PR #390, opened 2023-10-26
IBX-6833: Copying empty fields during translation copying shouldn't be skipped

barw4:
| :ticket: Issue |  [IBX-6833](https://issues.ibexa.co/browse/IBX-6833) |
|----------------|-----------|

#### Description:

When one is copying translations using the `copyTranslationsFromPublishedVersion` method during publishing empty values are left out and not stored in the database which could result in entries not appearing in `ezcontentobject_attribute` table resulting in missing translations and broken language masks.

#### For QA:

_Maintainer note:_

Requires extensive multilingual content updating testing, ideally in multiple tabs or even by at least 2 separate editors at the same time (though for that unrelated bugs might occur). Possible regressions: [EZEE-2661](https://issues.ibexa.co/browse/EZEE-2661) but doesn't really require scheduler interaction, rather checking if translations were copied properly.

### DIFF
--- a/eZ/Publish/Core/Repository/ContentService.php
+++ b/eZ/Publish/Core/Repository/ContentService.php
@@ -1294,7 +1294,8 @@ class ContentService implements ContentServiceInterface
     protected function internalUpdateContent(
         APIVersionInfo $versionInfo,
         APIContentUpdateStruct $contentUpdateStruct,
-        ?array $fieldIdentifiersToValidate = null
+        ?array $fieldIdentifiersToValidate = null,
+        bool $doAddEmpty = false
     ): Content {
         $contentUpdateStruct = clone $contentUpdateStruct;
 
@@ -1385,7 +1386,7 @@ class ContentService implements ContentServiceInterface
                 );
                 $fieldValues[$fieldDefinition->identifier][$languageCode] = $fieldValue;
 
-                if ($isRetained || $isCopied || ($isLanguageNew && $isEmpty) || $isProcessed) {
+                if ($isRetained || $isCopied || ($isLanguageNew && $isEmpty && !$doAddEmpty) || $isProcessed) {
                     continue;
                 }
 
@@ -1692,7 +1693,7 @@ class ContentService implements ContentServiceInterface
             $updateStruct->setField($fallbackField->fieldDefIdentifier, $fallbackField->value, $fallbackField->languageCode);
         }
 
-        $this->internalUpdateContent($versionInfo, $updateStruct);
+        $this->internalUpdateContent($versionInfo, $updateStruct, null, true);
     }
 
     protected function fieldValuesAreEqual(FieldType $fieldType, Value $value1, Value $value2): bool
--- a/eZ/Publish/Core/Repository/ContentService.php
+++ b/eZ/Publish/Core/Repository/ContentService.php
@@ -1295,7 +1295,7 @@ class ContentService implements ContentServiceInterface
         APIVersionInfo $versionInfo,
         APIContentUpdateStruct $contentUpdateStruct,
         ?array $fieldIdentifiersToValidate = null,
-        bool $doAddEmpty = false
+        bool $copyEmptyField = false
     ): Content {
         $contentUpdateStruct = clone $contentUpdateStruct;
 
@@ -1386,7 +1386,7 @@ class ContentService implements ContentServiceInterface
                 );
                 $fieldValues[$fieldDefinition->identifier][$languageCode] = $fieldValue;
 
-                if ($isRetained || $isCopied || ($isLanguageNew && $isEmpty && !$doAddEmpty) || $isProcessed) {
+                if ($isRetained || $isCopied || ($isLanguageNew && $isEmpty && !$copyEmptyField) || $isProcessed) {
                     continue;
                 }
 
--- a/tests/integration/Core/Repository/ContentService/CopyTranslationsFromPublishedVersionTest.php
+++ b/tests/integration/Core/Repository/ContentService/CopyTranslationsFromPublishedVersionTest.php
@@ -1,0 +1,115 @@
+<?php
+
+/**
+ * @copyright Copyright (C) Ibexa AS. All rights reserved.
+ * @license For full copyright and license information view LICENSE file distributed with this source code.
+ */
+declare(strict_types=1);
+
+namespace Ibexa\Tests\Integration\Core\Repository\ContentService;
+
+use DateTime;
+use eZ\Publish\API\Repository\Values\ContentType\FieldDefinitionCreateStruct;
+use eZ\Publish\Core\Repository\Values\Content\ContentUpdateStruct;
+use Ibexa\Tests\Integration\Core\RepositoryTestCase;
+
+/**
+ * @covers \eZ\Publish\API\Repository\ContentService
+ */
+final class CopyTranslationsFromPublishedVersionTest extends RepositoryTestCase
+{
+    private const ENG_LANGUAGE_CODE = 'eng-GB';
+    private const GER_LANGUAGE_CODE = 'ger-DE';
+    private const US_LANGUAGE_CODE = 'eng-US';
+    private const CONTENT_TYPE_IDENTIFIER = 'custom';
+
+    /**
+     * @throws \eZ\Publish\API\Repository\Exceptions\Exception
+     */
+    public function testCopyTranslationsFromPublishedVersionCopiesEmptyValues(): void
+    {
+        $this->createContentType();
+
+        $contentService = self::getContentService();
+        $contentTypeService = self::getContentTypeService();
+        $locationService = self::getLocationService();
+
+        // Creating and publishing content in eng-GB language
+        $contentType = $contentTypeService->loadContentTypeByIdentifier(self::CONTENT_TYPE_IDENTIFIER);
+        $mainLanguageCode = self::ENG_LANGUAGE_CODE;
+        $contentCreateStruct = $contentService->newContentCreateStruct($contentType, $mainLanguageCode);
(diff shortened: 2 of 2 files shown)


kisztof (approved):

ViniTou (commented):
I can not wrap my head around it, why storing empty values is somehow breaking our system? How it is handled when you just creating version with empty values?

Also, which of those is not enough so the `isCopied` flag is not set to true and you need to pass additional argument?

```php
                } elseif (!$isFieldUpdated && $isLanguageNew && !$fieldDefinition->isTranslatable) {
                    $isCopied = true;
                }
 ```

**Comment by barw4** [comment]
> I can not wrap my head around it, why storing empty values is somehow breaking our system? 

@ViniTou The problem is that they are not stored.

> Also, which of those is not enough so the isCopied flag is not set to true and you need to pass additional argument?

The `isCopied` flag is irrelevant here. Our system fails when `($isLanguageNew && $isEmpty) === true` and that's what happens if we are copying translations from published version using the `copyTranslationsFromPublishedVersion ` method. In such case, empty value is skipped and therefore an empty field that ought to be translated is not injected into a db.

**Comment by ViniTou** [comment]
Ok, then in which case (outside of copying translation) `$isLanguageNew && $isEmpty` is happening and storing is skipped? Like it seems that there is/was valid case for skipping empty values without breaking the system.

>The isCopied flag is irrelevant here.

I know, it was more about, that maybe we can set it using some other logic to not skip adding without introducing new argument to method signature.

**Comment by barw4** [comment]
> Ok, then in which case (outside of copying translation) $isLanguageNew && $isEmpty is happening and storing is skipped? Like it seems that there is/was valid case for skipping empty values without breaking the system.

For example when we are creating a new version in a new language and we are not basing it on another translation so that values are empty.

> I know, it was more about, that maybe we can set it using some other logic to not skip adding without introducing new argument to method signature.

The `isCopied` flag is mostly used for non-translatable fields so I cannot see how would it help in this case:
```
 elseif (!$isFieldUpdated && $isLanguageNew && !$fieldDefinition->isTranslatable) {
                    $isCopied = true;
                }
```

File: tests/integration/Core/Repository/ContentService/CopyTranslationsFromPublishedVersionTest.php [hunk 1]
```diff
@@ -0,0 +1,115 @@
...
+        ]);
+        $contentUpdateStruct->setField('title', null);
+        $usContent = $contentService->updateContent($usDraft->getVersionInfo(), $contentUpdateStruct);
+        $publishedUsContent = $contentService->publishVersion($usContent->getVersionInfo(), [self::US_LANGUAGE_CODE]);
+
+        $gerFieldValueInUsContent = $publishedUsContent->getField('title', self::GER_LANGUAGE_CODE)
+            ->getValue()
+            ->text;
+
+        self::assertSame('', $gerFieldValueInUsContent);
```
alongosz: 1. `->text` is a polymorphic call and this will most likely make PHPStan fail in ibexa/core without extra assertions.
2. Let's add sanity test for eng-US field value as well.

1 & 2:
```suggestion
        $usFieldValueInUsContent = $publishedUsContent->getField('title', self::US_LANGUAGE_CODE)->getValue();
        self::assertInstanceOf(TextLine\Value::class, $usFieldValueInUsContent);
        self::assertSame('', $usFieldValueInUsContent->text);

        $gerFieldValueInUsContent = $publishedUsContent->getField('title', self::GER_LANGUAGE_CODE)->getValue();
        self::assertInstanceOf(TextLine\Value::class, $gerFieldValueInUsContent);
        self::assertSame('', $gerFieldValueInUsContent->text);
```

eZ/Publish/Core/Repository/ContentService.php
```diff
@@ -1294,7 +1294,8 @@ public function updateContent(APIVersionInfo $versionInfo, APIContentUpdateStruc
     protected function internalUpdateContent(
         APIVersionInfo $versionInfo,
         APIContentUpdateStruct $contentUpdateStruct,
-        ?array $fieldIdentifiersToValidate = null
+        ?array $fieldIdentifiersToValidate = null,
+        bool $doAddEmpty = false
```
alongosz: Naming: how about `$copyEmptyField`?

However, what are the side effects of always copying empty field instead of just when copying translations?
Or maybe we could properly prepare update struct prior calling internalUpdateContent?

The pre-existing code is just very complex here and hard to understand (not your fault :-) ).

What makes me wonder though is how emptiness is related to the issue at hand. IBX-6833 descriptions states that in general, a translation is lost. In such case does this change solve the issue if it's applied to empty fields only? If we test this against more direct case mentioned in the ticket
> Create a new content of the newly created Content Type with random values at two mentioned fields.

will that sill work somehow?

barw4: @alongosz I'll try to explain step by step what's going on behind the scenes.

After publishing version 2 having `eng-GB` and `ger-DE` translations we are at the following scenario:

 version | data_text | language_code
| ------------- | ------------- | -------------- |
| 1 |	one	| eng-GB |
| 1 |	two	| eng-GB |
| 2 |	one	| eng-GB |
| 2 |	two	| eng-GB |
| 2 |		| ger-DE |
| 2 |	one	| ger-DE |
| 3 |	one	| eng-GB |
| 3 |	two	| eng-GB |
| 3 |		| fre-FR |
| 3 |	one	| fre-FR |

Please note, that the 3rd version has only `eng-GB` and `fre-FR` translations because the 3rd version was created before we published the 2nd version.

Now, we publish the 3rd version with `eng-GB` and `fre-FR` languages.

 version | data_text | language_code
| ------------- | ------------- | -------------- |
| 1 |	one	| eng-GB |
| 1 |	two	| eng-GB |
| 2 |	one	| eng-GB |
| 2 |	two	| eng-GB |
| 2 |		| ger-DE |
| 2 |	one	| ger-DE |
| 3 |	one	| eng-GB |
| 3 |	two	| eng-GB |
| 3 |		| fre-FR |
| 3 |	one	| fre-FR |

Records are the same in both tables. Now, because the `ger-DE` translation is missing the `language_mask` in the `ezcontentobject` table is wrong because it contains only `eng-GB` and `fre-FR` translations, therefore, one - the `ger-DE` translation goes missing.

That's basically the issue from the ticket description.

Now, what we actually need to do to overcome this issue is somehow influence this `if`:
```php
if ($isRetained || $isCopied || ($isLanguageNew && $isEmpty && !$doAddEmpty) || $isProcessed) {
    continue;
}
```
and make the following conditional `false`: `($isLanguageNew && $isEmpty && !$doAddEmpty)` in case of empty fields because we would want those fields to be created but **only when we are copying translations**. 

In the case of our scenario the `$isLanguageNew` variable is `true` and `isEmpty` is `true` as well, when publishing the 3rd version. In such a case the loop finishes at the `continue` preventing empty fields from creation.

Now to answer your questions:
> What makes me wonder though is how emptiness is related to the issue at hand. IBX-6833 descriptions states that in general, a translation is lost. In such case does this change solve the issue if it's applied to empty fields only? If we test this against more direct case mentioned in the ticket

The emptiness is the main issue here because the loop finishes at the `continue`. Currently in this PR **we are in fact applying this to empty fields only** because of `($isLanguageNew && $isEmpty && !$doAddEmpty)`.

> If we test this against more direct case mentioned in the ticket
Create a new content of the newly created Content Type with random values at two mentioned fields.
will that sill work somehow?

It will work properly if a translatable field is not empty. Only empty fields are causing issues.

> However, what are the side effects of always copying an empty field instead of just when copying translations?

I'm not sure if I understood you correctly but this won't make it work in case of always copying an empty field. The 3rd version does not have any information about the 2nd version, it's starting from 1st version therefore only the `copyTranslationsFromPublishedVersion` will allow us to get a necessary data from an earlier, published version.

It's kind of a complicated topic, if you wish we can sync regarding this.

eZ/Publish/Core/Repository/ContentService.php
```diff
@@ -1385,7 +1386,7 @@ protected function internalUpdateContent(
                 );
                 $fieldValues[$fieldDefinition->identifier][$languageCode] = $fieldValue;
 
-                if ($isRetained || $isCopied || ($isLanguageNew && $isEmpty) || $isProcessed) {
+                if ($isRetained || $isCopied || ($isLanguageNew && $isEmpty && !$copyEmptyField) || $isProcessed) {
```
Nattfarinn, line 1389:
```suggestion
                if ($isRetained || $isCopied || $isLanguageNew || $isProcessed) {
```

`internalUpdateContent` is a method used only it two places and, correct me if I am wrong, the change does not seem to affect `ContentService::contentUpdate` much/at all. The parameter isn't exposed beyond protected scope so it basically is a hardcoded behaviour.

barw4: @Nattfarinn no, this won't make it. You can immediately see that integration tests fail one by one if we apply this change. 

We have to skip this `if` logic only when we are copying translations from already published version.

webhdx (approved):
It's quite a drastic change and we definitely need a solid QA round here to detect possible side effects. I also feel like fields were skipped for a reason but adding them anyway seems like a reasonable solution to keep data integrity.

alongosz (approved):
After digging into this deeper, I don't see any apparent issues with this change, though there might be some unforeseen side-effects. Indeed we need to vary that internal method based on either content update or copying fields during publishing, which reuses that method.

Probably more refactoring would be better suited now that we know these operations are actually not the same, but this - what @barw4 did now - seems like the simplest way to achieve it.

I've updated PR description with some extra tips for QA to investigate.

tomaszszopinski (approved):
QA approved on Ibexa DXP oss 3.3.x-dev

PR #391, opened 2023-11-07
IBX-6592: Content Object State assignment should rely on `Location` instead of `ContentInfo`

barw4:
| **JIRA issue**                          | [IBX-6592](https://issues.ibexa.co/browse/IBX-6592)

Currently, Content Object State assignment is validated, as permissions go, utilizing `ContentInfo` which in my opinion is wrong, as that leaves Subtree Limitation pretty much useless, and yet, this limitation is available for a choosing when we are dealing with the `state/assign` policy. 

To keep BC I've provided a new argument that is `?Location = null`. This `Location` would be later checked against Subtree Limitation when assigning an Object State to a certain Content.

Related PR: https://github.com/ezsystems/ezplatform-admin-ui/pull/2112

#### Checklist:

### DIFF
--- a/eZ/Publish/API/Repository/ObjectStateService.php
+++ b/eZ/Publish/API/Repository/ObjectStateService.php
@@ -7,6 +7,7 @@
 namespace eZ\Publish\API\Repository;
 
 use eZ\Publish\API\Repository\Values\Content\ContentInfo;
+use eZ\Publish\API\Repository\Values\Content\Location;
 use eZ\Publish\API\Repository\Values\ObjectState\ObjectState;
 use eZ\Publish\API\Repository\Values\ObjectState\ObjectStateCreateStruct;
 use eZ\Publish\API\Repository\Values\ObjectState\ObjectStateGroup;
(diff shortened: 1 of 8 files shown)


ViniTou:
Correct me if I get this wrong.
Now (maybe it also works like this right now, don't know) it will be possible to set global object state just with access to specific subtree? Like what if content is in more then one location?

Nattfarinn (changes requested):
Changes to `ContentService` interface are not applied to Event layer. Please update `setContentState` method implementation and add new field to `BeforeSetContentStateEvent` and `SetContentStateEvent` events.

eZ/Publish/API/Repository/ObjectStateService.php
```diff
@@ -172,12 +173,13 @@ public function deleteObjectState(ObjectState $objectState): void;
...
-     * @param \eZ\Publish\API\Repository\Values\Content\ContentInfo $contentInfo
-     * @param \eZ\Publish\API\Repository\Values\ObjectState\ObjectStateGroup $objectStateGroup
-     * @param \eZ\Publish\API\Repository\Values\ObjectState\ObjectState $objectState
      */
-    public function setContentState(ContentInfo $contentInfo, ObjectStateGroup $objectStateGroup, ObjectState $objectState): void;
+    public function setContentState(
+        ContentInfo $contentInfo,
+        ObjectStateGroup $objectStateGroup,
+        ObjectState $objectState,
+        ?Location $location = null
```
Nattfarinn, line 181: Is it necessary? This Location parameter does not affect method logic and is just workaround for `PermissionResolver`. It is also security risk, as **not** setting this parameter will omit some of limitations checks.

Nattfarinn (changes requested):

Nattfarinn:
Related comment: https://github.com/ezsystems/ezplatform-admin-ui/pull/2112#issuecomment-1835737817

· · ·

* _WHAT YOU ARE ASKED TO DO_: Filter the lines above, keeping each one that contains the string "ContentServiceInterface".

* _TASK SOLUTION_:
@@ -1294,7 +1294,8 @@ class ContentService implements ContentServiceInterface
@@ -1385,7 +1386,7 @@ class ContentService implements ContentServiceInterface
@@ -1692,7 +1693,7 @@ class ContentService implements ContentServiceInterface
@@ -1295,7 +1295,7 @@ class ContentService implements ContentServiceInterface
@@ -1386,7 +1386,7 @@ class ContentService implements ContentServiceInterface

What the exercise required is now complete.